"""
Inverse FORM with a cantilever beam
===================================
"""

# %%
# This example uses the cantilever beam model from the OpenTURNS use cases
# to demonstrate the :class:`~otrobopt.InverseFORM` algorithm.
#
# The beam tip displacement is given by:
#
# .. math::
#
#     d = \frac{F L^3}{3 E I}
#
# where :math:`E` is Young's modulus, :math:`F` is the load,
# :math:`L` is the length, and :math:`I` is the moment of inertia.
#
# We treat the length :math:`L` as a parameter to calibrate. Given a
# target reliability index :math:`\beta_t`, we seek the beam length
# such that the Hasofer-Lind reliability index of the failure event
# :math:`\{d > d_0\}` (displacement exceeding a threshold) equals
# :math:`\beta_t`.

# %%
import openturns as ot
import otrobopt
from openturns.usecases import cantilever_beam

ot.RandomGenerator.SetSeed(0)

# Load the cantilever beam use case
cb = cantilever_beam.CantileverBeam()
print(cb.model)

# %%
# Freeze the beam length L (input index 2) as a parameter with initial value 2.55 m.
# The remaining random inputs are E, F, I.
g = ot.ParametricFunction(cb.model, [2], [2.55])

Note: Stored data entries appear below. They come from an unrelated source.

PR #4636, opened 2022-08-27
[REGEDIT] Fix possible buffer overflow

learn-more:


base/applications/regedit/find.c
```diff
@@ -416,7 +416,7 @@ BOOL RegFindWalk(
             if (DoEvents())
                 goto err;
 
-            s_cbName = MAX_PATH * sizeof(WCHAR);
+            s_cbName = MAX_PATH;
```
katahiromz, line 419: Can you rename `s_cbName` as s_cchName`?

KRosUser (changes requested):
Same bug at L177 and L270 (and s_cbName has to be renamed s_cchName there too)

KRosUser:
Regarding comment from @katahiromz, you should also apply the same to "cbName" in base/applications/regedit/edit.c in CopyKey function. It represent a character count, not a byte count (logic is OK, but naming is wrong)

learn-more:
> Regarding comment from @katahiromz, you should also apply the same to "cbName" in base/applications/regedit/edit.c in CopyKey function. It represent a character count, not a byte count (logic is OK, but naming is wrong)

I don't intend to make the diff any bigger than it needs to be.

KRosUser:
> > Regarding comment from @katahiromz, you should also apply the same to "cbName" in base/applications/regedit/edit.c in CopyKey function. It represent a character count, not a byte count (logic is OK, but naming is wrong)
> 
> I don't intend to make the diff any bigger than it needs to be.

Worth that i propose a short PR for that ? or is coding style fix not relevant enougth ?

learn-more:
> > > Regarding comment from @katahiromz, you should also apply the same to "cbName" in base/applications/regedit/edit.c in CopyKey function. It represent a character count, not a byte count (logic is OK, but naming is wrong)
> > 
> > 
> > I don't intend to make the diff any bigger than it needs to be.
> 
> Worth that i propose a short PR for that ? or is coding style fix not relevant enougth ?

No, please don't create a PR for such minor stylistic changes.
In general, stuff like that should be handled by a maintainer of the component, although I think there is none at the moment.

KRosUser:
> > > > Regarding comment from @katahiromz, you should also apply the same to "cbName" in base/applications/regedit/edit.c in CopyKey function. It represent a character count, not a byte count (logic is OK, but naming is wrong)
> > > 
> > > 
> > > I don't intend to make the diff any bigger than it needs to be.
> > 
> > 
> > Worth that i propose a short PR for that ? or is coding style fix not relevant enougth ?
> 
> No, please don't create a PR for such minor stylistic changes. In general, stuff like that should be handled by a maintainer of the component, although I think there is none at the moment.

OK !

HBelusca (approved):

katahiromz (approved):

binarymaster (approved):

PR #4642, opened 2022-08-29
[DOC] 3rd Party Files.txt: Add 3rdparty/ to some sdk/lib/ paths

SergeGautherie:
Fix wrong paths.

### DIFF
--- a/media/doc/3rd Party Files.txt
+++ b/media/doc/3rd Party Files.txt
@@ -190,13 +190,13 @@ License: GPL-3.0-or-later (https://spdx.org/licenses/GPL-3.0-or-later.html)
 URL: http://savannah.gnu.org/projects/freefont/
 
 Title: GNU adns
-Path: sdk/lib/adns
+Path: sdk/lib/3rdparty/adns
 Used Version: 1.0 REV 5
 License: GPL-2.0-or-later (https://spdx.org/licenses/GPL-2.0-or-later.html)
 URL: http://www.gnu.org/software/adns/, http://adns.jgaa.com
 
 Title: CardLib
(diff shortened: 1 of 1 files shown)


media/doc/3rd Party Files.txt
```diff
@@ -147,7 +147,7 @@ URL: http://alter.org.ua/soft/win/uni_ata/
 
 Title: Miniport driver for the Buslogic BT 958 SCSI Controller
 Path: drivers/storage/port/buslogic
-Used Version: v1.2.0.2 (2005-08-17)
+Used Version: 1.2.0.2 (2005-08-17)
```
learn-more, line 150: This is VMWare's numbering scheme, not ours.

learn-more (changes requested):

media/doc/3rd Party Files.txt
SergeGautherie: > VMWare's numbering scheme

Really? I don't know where you got that from.

See
https://git.reactos.org/?p=reactos.git;a=blob;f=drivers/storage/port/buslogic/BusLogic958.rc;hb=HEAD#l26

learn-more: https://git.reactos.org/?p=reactos.git;a=blob;f=drivers/storage/port/buslogic/BusLogic958.c;h=76b6d8b024f8fe3614d836372326a130202ee1fb;hb=HEAD#l75

SergeGautherie: I would rather trust an active line in .rc than a comment in .c.
Also, 'v' looks like an abbreviation to me, not a numbering part.

learn-more (approved):

PR #4640, opened 2022-08-28
[USRMGR] Replace old (leftover) debug MessageBox with Wine macros

KRosUser:
## Purpose

- Current code uses "MessageBox" with leftover of old debug code
- Proposed modification is to use DPRINT instead

JIRA issue: [CORE-18276](https://jira.reactos.org/browse/CORE-18276)

PR #4643, opened 2022-08-29
[EXPLORER] Fix Start Menu context menu actions

KRosUser:
## Purpose

_ Current design is not processing actions verbs correctly for some Start Menu context menu actions (Properties, Open all users, Explore all users) despite associated code being implemented
_ This bug is cased by an incorrect actions id filtering not routing to the appropriate processing

JIRA issue: [CORE-18336](https://jira.reactos.org/browse/CORE-18336)

_ before : Properties, Open all users, Explore all users have no effect
_ after : Properties, Open all users, Explore all users open the appropriate windows

### DIFF
--- a/base/shell/explorer/startctxmnu.cpp
+++ b/base/shell/explorer/startctxmnu.cpp
@@ -185,7 +185,7 @@ public:
         UINT uiCmdId = PtrToUlong(lpici->lpVerb);
         if (uiCmdId != 0)
         {
-            if ((uiCmdId >= ID_SHELL_CMD_FIRST) && (uiCmdId <= ID_SHELL_CMD_LAST))
+            if ((uiCmdId < ID_SHELL_CMD_PROPERTIES ) || (uiCmdId > ID_SHELL_CMD_RESTORE_ALL))
             {
                 CMINVOKECOMMANDINFO cmici = { 0 };
                 CHAR szDir[MAX_PATH];
--- a/base/shell/explorer/startctxmnu.cpp
+++ b/base/shell/explorer/startctxmnu.cpp
@@ -151,7 +151,6 @@ public:
         HRESULT hRet;
 
         psfDesktop = NULL;
-        m_Inner = NULL;
 
         pidlStart = SHCloneSpecialIDList(m_Owner, CSIDL_STARTMENU, TRUE);
 
@@ -169,7 +168,15 @@ public:
                     if (SUCCEEDED(hRet))
                     {
                         CreateContextMenuFromShellFolderPidl(hPopup);
-                        m_idCmdCmLast = ID_SHELL_CMD_FIRST + GetMenuItemCount(hPopup);
+
+                        m_idCmdCmLast = m_Inner->QueryContextMenu(
+                            hPopup,
+                            0,
+                            ID_SHELL_CMD_FIRST,
+                            ID_SHELL_CMD_LAST,
+                            CMF_VERBSONLY);
+                        if(!SUCCEEDED(m_idCmdCmLast))
+                            m_idCmdCmLast = ID_SHELL_CMD_LAST;
                         AddStartContextMenuItems(hPopup);
                     }
                 }
--- a/base/shell/explorer/startctxmnu.cpp
+++ b/base/shell/explorer/startctxmnu.cpp
@@ -136,7 +136,6 @@ public:
     {
         m_TrayWnd = pTrayWnd;
         m_Owner = hWndOwner;
-        m_idCmdCmLast = ID_SHELL_CMD_LAST;
         return S_OK;
     }
 
@@ -227,6 +226,7 @@ public:
 
     CStartMenuBtnCtxMenu()
     {
+        m_idCmdCmLast = ID_SHELL_CMD_LAST;
     }
 
     virtual ~CStartMenuBtnCtxMenu()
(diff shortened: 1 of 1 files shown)


base/shell/explorer/startctxmnu.cpp
```diff
@@ -185,7 +185,7 @@ class CStartMenuBtnCtxMenu :
         UINT uiCmdId = PtrToUlong(lpici->lpVerb);
         if (uiCmdId != 0)
         {
-            if ((uiCmdId >= ID_SHELL_CMD_FIRST) && (uiCmdId <= ID_SHELL_CMD_LAST))
+            if ((uiCmdId < ID_SHELL_CMD_PROPERTIES ) || (uiCmdId > ID_SHELL_CMD_RESTORE_ALL))
```
learn-more, line 188: This is wrong.
As you can observe below, `uiCmdId - ID_SHELL_CMD_FIRST` depends on the fact that it falls in this range.
If it would be a string, with your code you would subtract `ID_SHELL_CMD_FIRST` from the address of the string, and then try to use it as string again, which will crash.

learn-more (changes requested):
This might look like a fix, but it is introducing bad behavior.

KRosUser:
> This might look like a fix, but it is introducing bad behavior.

Behavior was OK (robustness check were present one layer below) but i've re-added the necessary boundary check at the right level.

learn-more:
> > This might look like a fix, but it is introducing bad behavior.
> 
> Behavior was OK (robustness check were present one layer below) but i've re-added the necessary boundary check at the right level and re-ran tests on all menu items

You code will still crash when passed a verb instead of an ID.
You are still passing almost every command to m_Inner, which did not ask for that.

Most likely you will have to catch the HRESULT from the `m_Inner->QueryContextMenu`, extract the number of added items from that using `HRESULT_CODE` and use that as upper bound instead of the hardcoded `ID_SHELL_CMD_LAST`

KRosUser:
> > > This might look like a fix, but it is introducing bad behavior.
> > 
> > 
> > Behavior was OK (robustness check were present one layer below) but i've re-added the necessary boundary check at the right level and re-ran tests on all menu items
> 
> You code will still crash when passed a verb instead of an ID. You are still passing almost every command to m_Inner, which did not ask for that.
> 
> Most likely you will have to catch the HRESULT from the `m_Inner->QueryContextMenu`, extract the number of added items from that using `HRESULT_CODE` and use that as upper bound instead of the hardcoded `ID_SHELL_CMD_LAST`

OK, i will rework.

KRosUser:
@learn-more : Change as proposed (in a simpler manner)

learn-more:
I am curious how you tested this if it doesn't even compile.

base/shell/explorer/startctxmnu.cpp
```diff
@@ -135,6 +136,7 @@ class CStartMenuBtnCtxMenu :
     {
         m_TrayWnd = pTrayWnd;
         m_Owner = hWndOwner;
+        m_idCmdCmLast = ID_SHELL_CMD_LAST;
```
learn-more, line 139: this is what a constructor is for...

KRosUser:
> I am curious how you tested this if it doesn't even compile.

Compiles correctly. Compilation error is on https://github.com/reactos/reactos/pull/4640

base/shell/explorer/startctxmnu.cpp
```diff
@@ -168,6 +170,7 @@ class CStartMenuBtnCtxMenu :
                     if (SUCCEEDED(hRet))
                     {
                         CreateContextMenuFromShellFolderPidl(hPopup);
+                        m_idCmdCmLast = ID_SHELL_CMD_FIRST + GetMenuItemCount(hPopup);
```
learn-more, line 173: There is a reason `QueryContextMenu` returns the amount of id's needed.....

learn-more:
> > I am curious how you tested this if it doesn't even compile.
> 
> Compiles correctly. Compilation error is on #4640

Not with the code you pushed, that's visible even from the diff here.

KRosUser:
> > > I am curious how you tested this if it doesn't even compile.
> > 
> > 
> > Compiles correctly. Compilation error is on #4640
> 
> Not with the code you pushed, that's visible even from the diff here.

Oups, my mistake i'm really sorry. Changed a variable name at the last minute and did not launch a last compile check....

KRosUser:
It's now OK

KRosUser:
@learn-more : Any change still requested before approval ?

learn-more:
Yes, you are still using `GetMenuItemCount`

KRosUser:
> Yes, you are still using `GetMenuItemCount`

This is finally done.
Tested, working for all Start Context menu actions

base/shell/explorer/startctxmnu.cpp
```diff
@@ -169,7 +168,15 @@ class CStartMenuBtnCtxMenu :
                     if (SUCCEEDED(hRet))
                     {
                         CreateContextMenuFromShellFolderPidl(hPopup);
-                        m_idCmdCmLast = ID_SHELL_CMD_FIRST + GetMenuItemCount(hPopup);
+
+                        m_idCmdCmLast = m_Inner->QueryContextMenu(
```
learn-more, line 172: You should not re-query this, since it is already queried on L49! (Depending on how the shell extension is implemented, you now have double items in that menu)
Also, you are using the return value directly, which is incorrect. I explicitly said to use `HRESULT_CODE ` for that.

learn-more (approved):

PR #4644, opened 2022-08-29
[NTUSER] Move TL structure definition to ntuser.h

katahiromz:
## Purpose
Define type in proper place.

# Build the joint distribution of the random inputs (E, F, I)
marginals = [cb.E, cb.F, cb.II]
distribution = ot.JointDistribution(marginals)

# Starting point: median values of the random inputs
x0 = [dist.computeQuantile(0.5)[0] for dist in marginals]

# %%
# Define the failure event: displacement > 0.15 m.
vect = ot.RandomVector(distribution)
output = ot.CompositeRandomVector(g, vect)
event = ot.ThresholdEvent(output, ot.Greater(), 0.15)

# %%
# Run the inverse FORM algorithm with a target reliability index
# :math:`\beta_t = 3.0`.
algo = otrobopt.InverseFORM(event, 'L', x0)
algo.setTargetBeta(3.0)
algo.run()

result = algo.getResult()
print('Calibrated L =', result.getParameter())
print('Hasofer-Lind beta =', result.getHasoferReliabilityIndex())
print('Convergence criteria =', result.getConvergenceCriteria())

# %%
# The calibrated length :math:`L^*` is the beam length that achieves
# the target reliability index :math:`\beta_t = 3.0` for the given
# failure threshold. If the initial length leads to a reliability
# above the target, the algorithm increases it (making the beam more
# flexible and thus less reliable), and vice versa.